Signore, in questa Liturgia, che è una Liturgia di penitenza, chiediamo perdono
per l’indifferenza verso tanti fratelli e sorelle, ti chiediamo Padre perdono per chi
si è accomodato e si è chiuso nel proprio benessere che porta all’anestesia del
cuore, ti chiediamo perdono per coloro che con le loro decisioni a livello
mondiale hanno creato situazioni che conducono a questi drammi. Perdono Signore!

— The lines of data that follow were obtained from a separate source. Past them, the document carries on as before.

PR #3451, opened 2025-09-01
Optimizing Memory Management in Asynchronous Tasks

djeong20:
This commit updates the mapping and unmapping of the model file within each async task and releases it immediately after reading.
This change allows file-backed pages to be dropped sooner, reducing peak RSS and working set during parallel loads.

**Self-evaluation:**


nntrainer/models/neuralnet.cpp
```diff
@@ -720,70 +720,85 @@ void NeuralNetwork::load(const std::string &file_path,
...
                        std::numeric_limits<size_t>::max(), true);
           } else {
-            node->read(mmaped, false, exec_mode, fsu_mode,
+#if defined(_WIN32)
+            // Map per-task, then unmap immediately after: enables early release
+            // of pages
+            HANDLE hFile =
+              CreateFileA(f_path.c_str(), GENERIC_READ, FILE_SHARE_READ, NULL,
+                          OPEN_EXISTING, FILE_ATTRIBUTE_NORMAL, NULL);
+            NNTR_THROW_IF((hFile == INVALID_HANDLE_VALUE), std::runtime_error)
```
dkjung, line 748: It's well organized with exceptions being thrown properly. 

This PR just keeps me from being annoyed, thanks 👍

nntrainer/models/neuralnet.cpp
```diff
@@ -720,70 +720,85 @@ void NeuralNetwork::load(const std::string &file_path,
...
+              CreateFileMapping(hFile, NULL, PAGE_READONLY, 0, 0, NULL);
+            NNTR_THROW_IF((hMap == NULL), std::runtime_error)
+              << "CreateFileMapping failed";
+
+            char *view =
+              static_cast<char *>(MapViewOfFile(hMap, FILE_MAP_READ, 0, 0, 0));
+            NNTR_THROW_IF((view == nullptr), std::runtime_error)
+              << "MapViewOfFile failed";
+
+            node->read(view, false, exec_mode, fsu_mode,
```
dkjung, line 761: I have one question.

It seems that `view` always points the start of the file.
How does calling of `node->read` with the same `view` read the right position of the file? I tried to view inside `node->read`, but it's not easy to navigate to the real implementation because it's overridden.

dkjung (approved):
Can we measure loading time with this fix? I wonder if there is any change with/out this change.

nntrainer/models/neuralnet.cpp
djeong20: It's not particularly handled here in neuralnet.cpp. The call to node->read() currently uses `std::numeric_limits<size_t>::max()` as the starting offset. In TensorBase::read(), the reading process utilizes the file_offset when it is set to max().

Signore, che sentiamo anche oggi le tue domande:
«Adamo dove sei?», «Dov’è il sangue di tuo fratello?».
Al termine della
Celebrazione
il Santo Padre ha
pronunciato le seguenti
parole:
Prima di darvi la benedizione voglio ringraziare una
volta in più voi,
lampedusani, per l'esempio di amore, per l'esempio di carità, per
l'esempio di
accoglienza che ci state dando, che avete dato e che ancora ci date. Il
Vescovo
ha detto che Lampedusa è un faro. Che questo esempio sia faro in tutto
il mondo,
perché abbiano il coraggio di accogliere quelli che cercano una vita
migliore.
Grazie per la vostra testimonianza. E voglio anche ringraziare la vostra
tenerezza che ho sentito nella persona di don Stefano. Lui mi raccontava
sulla nave quello che lui e il suo vice parroco fanno. Grazie a voi,
grazie a
lei, don Stefano.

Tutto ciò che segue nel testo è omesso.